Dennis M's Chess Site

This is a blog for chess fans by a chess fan. I enjoy winning as much as anyone else, and I've had a reasonable amount of success as a competitor, but what keeps me coming back to the game is its beauty. And that, primarily, is what this site will be about! All material copyrighted.

Friday, February 18, 2005

Junk Openings and "My" Anti-French Line

In two posts so far (here and here - and more to come), I have presented an objectively dubious but practically dangerous line against the French (1.e4 e6 2.c4!? d5 3.cxd5 exd5 4.Qb3?!), and Rick Kennedy and DG each have an important question.

Kennedy asks if I learned of this line through the work of eccentric openings theorist Stefan Bücker. (I add that that "eccentric" modifies "openings," though his ideas are so unusual one might start to wonder!) The answer is yes: I read an article about him in an issue of New In Chess back in the mid-to-late 1980s. The majority of the article's chess content, as I recall, presented the alleged virtues of his most famous invention, the Vulture (1.d4 Nf6 2.c4 c5 3.d5 Ne4?!), while only mentioning the four moves in the first paragraph's parentheses, without comment.

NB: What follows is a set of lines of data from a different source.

Issue #3546, opened 2016-12-28
Make CLI show che-server start logs in dev mode 


garagatyi:
Sometimes in development che-server doesn't start. It can happen if developer did mistake in configuration, etc.
In that case CLI waits che-server too long. It would improve Che developers experience if these logs were shown by default, so developer identify problem immediately after looking at errors in logs.

**Che version:**    5.0.0-Snapshot
**OS and version:** Ubuntu 16.04
**Docker version:** 12.04
**Che install:**    Docker container

TylerJewell:
This was requested and discussed in last week's team leaders meeting.  The general feeling was that it would. Real the container philosophy.  Roman was a -1 on it.  I was as well because it introduces blocking behavior when we don't want to.

I cannot remember who was the engineer that raised it for consideration.

garagatyi:
What do you mean blocking behavior? AFAIK CLI already waits server start, so what would be change in behavior?

TylerJewell:
Log output of Che server would have a tailing affect making a start operation that is non blocking blocking.  The feeling of the team leads was that we had the docker logs option there to show the outputs for you.  You can write a local script that starts Che and shows the log output at the same time in the background but mixing the two would deviate from the container philosophy.

garagatyi:
We already wait for deploy of API war. It is the longest operation in che-server boot sequence. And exactly that step sometimes fails because of developers mistakes. And this issue is intended to address that. So as far as I can see it can be implemented with no impacts on time of boostrapping and any change in blocking/non/blocking behavior.

garagatyi:
It is essential because in case developer mises some property Che won't start and CLI will not show anything. So developer has to wait some time after boot. Then consider if it was to long, if yes check logs. It is not convenient.
If you don't want to expose them by default let it be some flag (variable) that enables that behavior.

With native Che we didn't have such problem because it showed logs, so I consider lack of that feature as regression

TylerJewell:
So the requested logic would be:
```
If development_mode then
  if 'eclipse/che start -f' then
    during start, run 'docker logs -f che-server &'
  fi
  after successful boot, then kill the docker logs command
fi
```

@riuvshin needs to comment on whether this is viable, or breaking the design of the CLI. This is not a regression as this CLI was never intended to have this type of behavior. And I am not sure that it makes sense yet.

garagatyi:
As far as I understand current logic is:
 - run compose start 
 - wait until container is running
[...]

Issue #3542, opened 2016-12-28
Debug Che binaries within che-server without mounting /repo


garagatyi:
Sometimes I need to debug some version of Che or some branch but I don't have compiled sources of that state of Che. I would want to debug Che without compilation of sources. But now it is not implemented.

**Che version:**    5.0.0-Snapshot

* Problem started happening recently, didn't happen in an older version of Che: [No]
* Problem can be reliably reproduced, doesn't happen randomly: [Yes]

TylerJewell:
The cli requires that you run it in dev mode and that an assembly would exist on your local repo.

What are the circumstances where this doesn't work?

garagatyi:
I was in the middle of development of some feature and needed to make fast debugging session of master. I had to commit my changes, checkout to master, recompile master to debug. And then checkout my branch, recompile it to continue my work. With codenvy it is even worse because I have to do all of that for 2 repos.

TylerJewell:
That workflow is the expected workflow.  I am not sure I see what should be improved?

garagatyi:
Improvement is ability to debug che server without usage of local binaries

TylerJewell:
Where would the binaries come from?  There is not an image that has them - so you have to build those binaries anyways.

garagatyi:
We always have binaries in che-server image

TylerJewell:
Your specific scenario would not work then.  Because of you have to debug master then you always have to build binaries.  The images that are on dockerhub are only tagged images or the nightly, neither of which is correlated to master.

So you just want a way to debug an existing image if that tagged version has the binaries you want in it.

garagatyi:
yes, and nightly is what I need to debug from time to time. Another use-case is to debug some tag to confirm submitted bug.

TylerJewell:
So the objective is to be able to run development_mode on an existing `eclipse/che-server` Docker image without using the module or assembly that is on disk. Intead, using the binaries that are already packaged within the particular `eclipse/che-serve`r image that is referenced during the bootstrap phase.

I see two ways that this could be implemented:
[...]

PR #3581, opened 2016-12-30
CLI - Separate debugging apart from local repo

TylerJewell:
### What does this PR do?
This PR creates a separation of concern between the concept of using a local repository `:/repo` apart from activating development mode + debugging `--debug`. In the existing CLI, these two concepts are mixed together, so that anytime you mount a local repository, debugging of the che server is activated. By separating these two concerns, a user can now activate debugging for images within the shipped Docker image. Or, a user can also use local binaries in production mode.

1. Activates debugging for any command with the option `--debug`
2. Removes automatic setting of dev mode if `:/repo` is mounted.
3. If `:/repo` is not mounted AND `--debug` is activated, then debugs binaries shipping within eclipse/che-server 
4. Fixes bug where `CHE_DEBUG_PORT` was not being used in the `docker-compose.yml` template.
5. If `--debug` displays the Che server streaming output to the foreground, and then kills it after server is booted.
6. Enables usage of local binaries in production mode.
7. Fixes long term bug on windows where some directories are not deleted unless command rerun.

#3542
#3546

### Previous behavior
If `:/repo` was mounted, then dev mode was automatically activated. But there was no way to debug internal binaries. Now the only way to activate debug mode is with `--debug` added to any command. The `:/repo` is now optional, only if you want to debug your source repo.

### Testing
To test this, there are modifications to three images - you need to rebuild `dockerfiles/base`, `dockerfiles/cli`, and `dockerfiles/init`. Or you can run:
```
docker run --rm -it -v /var/run/docker.sock:/var/run/docker.sock \
        -v <PATH>:/data \
        -v <PATH-TO-CHE>/dockerfiles/base/scripts/base:/scripts/base \
        eclipse/che-cli:nightly start --debug
```

### Codenvy Updates
The Codenvy and ARTIK CLIs now inherit from the Che CLI. This could be breaking behavior for those inherited CLIs. Things to update:
1. `CHE_DEVELOPMENT_MODE` is no longer `on` or `off`. There is now a `CHE_DEBUG` which is `true` or `false`. Rather it's `development` or `production`. There is now a `debug_server()` method which will tell you if debugging is on.

2. You can now call `local_repo()` to find out if a local repository has been activated or not. In the puppet configuration of cmd_config(), special attention must be taken as we now have different syntax for four configurations - debug or no-debug and local repo or no-local-repo.

3.  In the puppet module for Docker compose, the debug port should be set if `CHE_DEBUG=true`. However, the local assembly should only be mounted to the container if `local_repo() = true`.  Before, the variable was meaning double - that it was for both dev mode and for using a repo. Now we have a hard separation.

When this is merged, also merge:
https://github.com/codenvy/che-docs/pull/19
https://github.com/codenvy/codenvy/issues/1458


TylerJewell:
Do not merge this until:
1. Codenvy has been tested with the modifications.
2. Docs have a matching pull request

benoitf (approved):

dockerfiles/base/scripts/base/commands/cmd_config.sh
```diff
@@ -30,8 +30,8 @@ cmd_config() {
   fi
 
   # Development mode
```
garagatyi: Does this comment still relevant?

dockerfiles/base/scripts/base/commands/cmd_config.sh
```diff
@@ -41,11 +41,17 @@ cmd_config() {
     # if ${CHE_FORMAL_PRODUCT_NAME} development tomcat exist we remove it
     if [[ -d "${CHE_CONTAINER_INSTANCE}/dev" ]]; then
         log "docker_run -v \"${CHE_HOST_INSTANCE}/dev\":/root/dev alpine:3.4 sh -c \"rm -rf /root/dev/*\""
-        docker_run -v "${CHE_HOST_INSTANCE}/dev":/root/dev alpine:3.4 sh -c "rm -rf /root/dev/*"
+
+        # Super weird bug - sometimes, the RM command doesn't wipe everything, so we have to repeat it a couple times
+        until directory_is_clean; do
+          docker_run -v "${CHE_HOST_INSTANCE}/dev":/root/dev alpine:3.4 sh -c "rm -rf /root/dev/${CHE_MINI_PRODUCT_NAME}-tomcat" > /dev/null 2>&1  || true
```
garagatyi, line 59: Why do you change path from /root/dev/* to /root/dev/${CHE_MINI_PRODUCT_NAME}-tomcat" ?

dockerfiles/base/scripts/base/commands/cmd_config.sh
```diff
@@ -76,7 +82,21 @@ generate_configuration_with_puppet() {
     CHE_ENV_FILE="${CHE_HOST_INSTANCE}/config/$CHE_MINI_PRODUCT_NAME.env"
   fi
 
-  if [ "${CHE_DEVELOPMENT_MODE}" = "on" ]; then
+  if debug_server; then
+    DEV_MODE="development"
```
garagatyi: CHE_ENVIRONMENT looks better than DEV_MODE

dockerfiles/base/scripts/base/commands/cmd_config.sh
```diff
@@ -86,33 +106,42 @@ generate_configuration_with_puppet() {
...
-                  -e \"CHE_DEVELOPMENT_REPO=${CHE_HOST_DEVELOPMENT_REPO}\" \
+                  -e \"CHE_REPO=${CHE_REPO}\" \
                   -e \"CHE_ASSEMBLY=${CHE_ASSEMBLY}\" \
                   --entrypoint=/usr/bin/puppet \
                       $IMAGE_INIT \
                           apply --modulepath \
                                 /etc/puppet/modules/ \
-                                /etc/puppet/manifests/${CHE_MINI_PRODUCT_NAME}.pp --show_diff"
+                                /etc/puppet/manifests/${CHE_MINI_PRODUCT_NAME}.pp --show_diff ${WRITE_LOGS}"
   else
```
garagatyi: It looks like both branches of if clause are equal now, WDYT?

dockerfiles/base/scripts/base/commands/cmd_config.sh
```diff
@@ -86,33 +106,42 @@ generate_configuration_with_puppet() {
...
   eval ${GENERATE_CONFIG_COMMAND}
 }
+
+directory_is_clean() {
+  if [[ -d "${CHE_CONTAINER_INSTANCE}/dev/${CHE_MINI_PRODUCT_NAME}-tomcat" ]]; then
+    return 1
+  else
+    return 0
+  fi
+}
```
garagatyi: Please add trailing new line at the end of file

dockerfiles/base/scripts/base/commands/cmd_destroy.sh
```diff
@@ -46,26 +46,14 @@ cmd_destroy() {
                                    && rm -rf /root${CHE_CONTAINER_ROOT}/instance \
                                    && rm -rf /root${CHE_CONTAINER_ROOT}/${CHE_MINI_PRODUCT_NAME}.env\""
 
-  docker_run -v "${CHE_HOST_CONFIG}":/root${CHE_CONTAINER_ROOT} \
-                alpine:3.4 sh -c "rm -rf /root${CHE_CONTAINER_ROOT}/docs \
-                               && rm -rf /root${CHE_CONTAINER_ROOT}/instance \
-                               && rm -rf /root${CHE_CONTAINER_ROOT}/${CHE_MINI_PRODUCT_NAME}.env" > /dev/null 2>&1  || true
-
   # Super weird bug.  For some reason on windows, this command has to be run 3x for everything
```
garagatyi, line 48: Does docker have an issue for that?

dockerfiles/base/scripts/base/commands/cmd_destroy.sh
```diff
@@ -46,26 +46,14 @@ cmd_destroy() {
...
-                    alpine:3.4 sh -c "rm -rf /root${CHE_CONTAINER_ROOT}/docs \
-                                   && rm -rf /root${CHE_CONTAINER_ROOT}/instance \
-                                   && rm -rf /root${CHE_CONTAINER_ROOT}/${CHE_MINI_PRODUCT_NAME}.env" > /dev/null 2>&1  || true
-    fi
-  fi
-
+  until directory_is_empty; do
+    docker_run -v "${CHE_HOST_CONFIG}":/root${CHE_CONTAINER_ROOT} \
+                  alpine:3.4 sh -c "rm -rf /root${CHE_CONTAINER_ROOT}/docs \
+                                 && rm -rf /root${CHE_CONTAINER_ROOT}/instance \
```
garagatyi: Have you checked whether multiple runs of this command is still needed when && replaced with ; ?

dockerfiles/base/scripts/base/commands/cmd_destroy.sh
```diff
@@ -78,3 +66,12 @@ cmd_destroy() {
   fi
 }
 
+directory_is_empty() {
```
garagatyi, line 68: It is a bit confusing to have both directory_is_empty and directory_is_clean functions. Is it on purpose?

dockerfiles/base/scripts/base/commands/cmd_destroy.sh
```diff
@@ -78,3 +66,12 @@ cmd_destroy() {
...
+   if [[ -d "${CHE_HOST_CONFIG}/docs" ]] ||
+      [[ -d "${CHE_HOST_CONFIG}/instance" ]] ||
+      [[ -f "${CHE_HOST_CONFIG}/${CHE_MINI_PRODUCT_NAME}.env" ]]; then
+    return 1
+  else
+    return 0
+  fi
+}
```
garagatyi: Please add trailing new line at the end of file

riuvshin:
afaik we wanted only possibility to enable debug for prod mode, if repo is mounted debug must be activated automatically.

garagatyi:
@riuvshin Yes, It is what I requested originally. But @l0rd asked about complete separation of debug and repo mounting. So I believe Tyler is going to implement that.

dockerfiles/base/scripts/base/commands/cmd_config.sh
```diff
@@ -76,7 +82,21 @@ generate_configuration_with_puppet() {
     CHE_ENV_FILE="${CHE_HOST_INSTANCE}/config/$CHE_MINI_PRODUCT_NAME.env"
   fi
 
-  if [ "${CHE_DEVELOPMENT_MODE}" = "on" ]; then
+  if debug_server; then
+    DEV_MODE="development"
+    WRITE_LOGS=""
```
riuvshin, line 95: does that mean that puppet logs will be shown only in debug mode? debug mode should only activate debug and do not change any other behaviour

dockerfiles/base/scripts/base/commands/cmd_start.sh
```diff
@@ -112,7 +112,50 @@ cmd_restart() {
...
+    info "start" "Booted and reachable"
+    info "start" "Ver: $(get_installed_version)"
+    info "start" "Use: ${DISPLAY_URL}"
+    info "start" "API: ${DISPLAY_URL}/swagger"
+    if debug_server; then
+      DISPLAY_DEBUG_URL=$(get_debug_display_url)
+      info "start" "Debug: ${DISPLAY_DEBUG_URL}"
+    fi
+  else
+    error "(${CHE_MINI_PRODUCT_NAME} start): Timeout waiting for server. Run \"docker logs ${CHE_SERVER_CONTAINER_NAME}\" to inspect the issue."
```
garagatyi, line 157: looks like kill $LOG_PID > /dev/null 2>&1 is needed here also

dockerfiles/base/scripts/base/commands/cmd_config.sh
```diff
@@ -86,33 +106,42 @@ generate_configuration_with_puppet() {
                   -v \"${CHE_HOST_DEVELOPMENT_REPO}/dockerfiles/init/modules\":/etc/puppet/modules:ro \
                   -e \"CHE_ENV_FILE=${CHE_ENV_FILE}\" \
                   -e \"CHE_CONTAINER_ROOT=${CHE_CONTAINER_ROOT}\" \
-                  -e \"CHE_ENVIRONMENT=development\" \
+                  -e \"CHE_ENVIRONMENT=${DEV_MODE}\" \
                   -e \"CHE_CONFIG=${CHE_HOST_INSTANCE}\" \
                   -e \"CHE_INSTANCE=${CHE_HOST_INSTANCE}\" \
-                  -e \"CHE_DEVELOPMENT_REPO=${CHE_HOST_DEVELOPMENT_REPO}\" \
+                  -e \"CHE_REPO=${CHE_REPO}\" \
```
garagatyi, line 121: Can you elaborate on why did you change CHE_HOST_DEVELOPMENT_REPO. As I can see it is still used in other places.

garagatyi:
I tried it and here is what I found:
- logs of che-server are not streamed when debug mode is enabled
- --debug with no repo mounted doesn't allow to debug che-server

TylerJewell:
I think you do not have the right images.  You need to wipe everything and then rebuild /base, /init, /cli in that order.

garagatyi:
I rebuilt everything with build-all script

TylerJewell:
I have never used that script - and I think we should assume that it's not perfect.  Because you need to make sure that /cli image inherits from the right /base image.

garagatyi:
Sorry, I forgot to switch branch :flushed:
Now everything works like a charm in Che. I didn't try Codenvy yet.
BTW looks like final output was aligned on purpose, but now it is not:
```
INFO: (che start): Ver: nightly
INFO: (che start): Use: http://172.17.0.1:8080
INFO: (che start): API: http://172.17.0.1:8080/swagger
INFO: (che start): Debug: http://172.17.0.1:8000
```

TylerJewell:
Yeah, I did the formatting on purpose.  I figure in debugging mode, developers do not care about formatting.  I'll respond to other comments later today.

dockerfiles/base/scripts/base/commands/cmd_config.sh
TylerJewell: Good catch. Updated.

dockerfiles/base/scripts/base/commands/cmd_config.sh
TylerJewell: I didn't make this path change.  I believe that @riuvshin had made this path change in another issue that was already reviewed and merged. I believe it has to do with being clearer in the in the instance folder on what parts are Tomcat vs. which parts are not.

dockerfiles/base/scripts/base/commands/cmd_config.sh
TylerJewell: Updated.

dockerfiles/base/scripts/base/commands/cmd_config.sh
garagatyi: Then can you rebase your branch or merge master into it

dockerfiles/base/scripts/base/commands/cmd_config.sh
TylerJewell: They are different.  In rows 85-97, we have a different logic for what this variable will contain dependening upon whether you have activated debugging or not.  So with this logic, you can now have four combinations: using a repo (yes / no) or debugging (write to logs yes / no).

TylerJewell: I have decided that the if() logic in this branch is no longer needed.  So I have simplified this down to remove the if logic and generate a single command with variables.

dockerfiles/base/scripts/base/commands/cmd_config.sh
TylerJewell: Thanks

dockerfiles/base/scripts/base/commands/cmd_destroy.sh
TylerJewell: No, I haven't created an issue.  I wasn't sure it was a docker issue for it.  We discovered this a couple months ago when we first implemented the `cmd_destroy` function.  We were seeing that we had to 3x remove stuff in that function and now it's coming up again.  I can create that issue for them.

dockerfiles/base/scripts/base/commands/cmd_destroy.sh
TylerJewell: When I put a semicolon there, then on windows it only requires a single loop to work.  Nice catch!

dockerfiles/base/scripts/base/commands/cmd_destroy.sh
TylerJewell: They had different syntax of what to check.  So I keep both as `directory_is_empty` and then add a qualifier for the one in config now.

dockerfiles/base/scripts/base/commands/cmd_config.sh
TylerJewell: Yes, it means that puppet logs will be streamed if you have `--debug` only.  If you mount a repository, but do not provide `--debug` then they would not be streamed.

dockerfiles/base/scripts/base/commands/cmd_start.sh
TylerJewell: Moved the kill operation to be outside of hte initial loop so that it's killed first, displayed second.

dockerfiles/base/scripts/base/commands/cmd_config.sh
TylerJewell: It was just come cleanup to keep things simpler.  The puppet templates had logic where both the repo and debugging logic was using the same variable. And this was needed to separate the logic across two variables.

TylerJewell:
I believe this issue is ready for merging.  Will update the matching Codenvy issue.

l0rd (approved):

riuvshin (approved):

garagatyi (approved):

It seemed interesting, and there wasn't any theory on it in the traditional sources (and no databases to look up Bücker's games or anyone else's in the variation), so I worked out what I could and started to play it from time to time. I would be interested to know what conclusions he's drawn about the line, but at this point, what I'm writing about this variation is solely the product of my games and analysis.

DG's query is of a very different sort - he wants to know if I'm going to tell the beleagured French player how to defend! My first inclination was to encourage him to work out a good response for himself, and that was my second inclination, too. But here are four thoughts to help him (and others in his shoes) as they do.

First, think about it this way: if this line isn't mentioned in the usual sources (even the recent third edition of John Watson's excellent Play the French doesn't mention it) and there aren't any real players trotting it out, then it must be pretty bad! So if I were in your shoes, I'd cultivate an attitude of offense: I'm going to find a way to destroy this garbage.

Second, you might want to re-read my early post on responding to junk openings. White's goal is to sac a pawn or two in return for a raging initiative, so one counter-approach is to look for a way to turn the tables - especially considering that White hasn't done much to develop by move four.

Third, help will come in due course. I will eventually address some of the problems with the variation, but having spent so much time on it over the years I'm not in a hurry to send it to the grave. And I'd like other players to enjoy it for a while too!

Finally, let me reassure you that the French is safe. In fact, I'm willing to make an informal bet with my readers that there are at least a dozen ways, starting from move 2, that Black can achieve rough equality or better. (I haven't counted anything up - it's just my strong suspicion.) That's yet to come, however; for now, I'll continue to present White's trumps and leave French players with the opportunity to develop their own contributions to the theory of this variation.

1 Comments:

  • At 6:10 PM, Anonymous Rick Kennedy said…

    In 1983 Stefan Bucker published Gambit 59, a pamphlet (in German) of his analyses of several odd gambits, including a short chapter on the Orthoschnapp-Franzosisch, 1.e4 e6 2.c4 d5 3.cd ed 4.Qb3!?

    Although his treatment of the attack is similar in places to what you give, the divergences are interesting. For example, after 1.e4 e6 2.c4 d5 3.cd ed 4.Qb3 de 5.Bc4 Qe7 6.Nc3 Nf6 7.d3 ed+ he has played 8.Be3 followed by 0-0-0, while you've focused on 8.Kf1.(He does look at 6...c6 7.d3 ed+ 8.Kf1, though.)

    One line that caught my eye was 1.e4 e6 2.c4 d5 3.cd ed 4.Qb3 de 5.Bc4 Qd7 6.f3 Nc6 7.fe Na5 8.Qc3 Nxc4 9.Qxc4 Qe6.

    On 1.e4 e6 2.c4 d5 3.cd ed 4.Qb3 Nf6 5.e5 Ne4 6.Nf3 Bucker makes the interesting comparison with the English Opening line 1.c4 Nf6 2.Nc3 e6 3.e4 d5 4.cd ed 5.e5 Ne4.

    He does not have seem to have tumbled to your 1.e4 e6 2.c4 d5 3.cd ed 4.Qb3 Nf6 5.Nc3 d4 6.Bc4!!

    As a French Defender myself, I would probably opt for either the ...Qd7, ...Nc6, ...Na5 plan after 4...de; or maybe just 4...c6 instead.

    I suspect there is a line where Black doesn't worry about playing ...de or White playing ed, but develops quickly, even at the cost of a pawn. Haven't found it yet, though.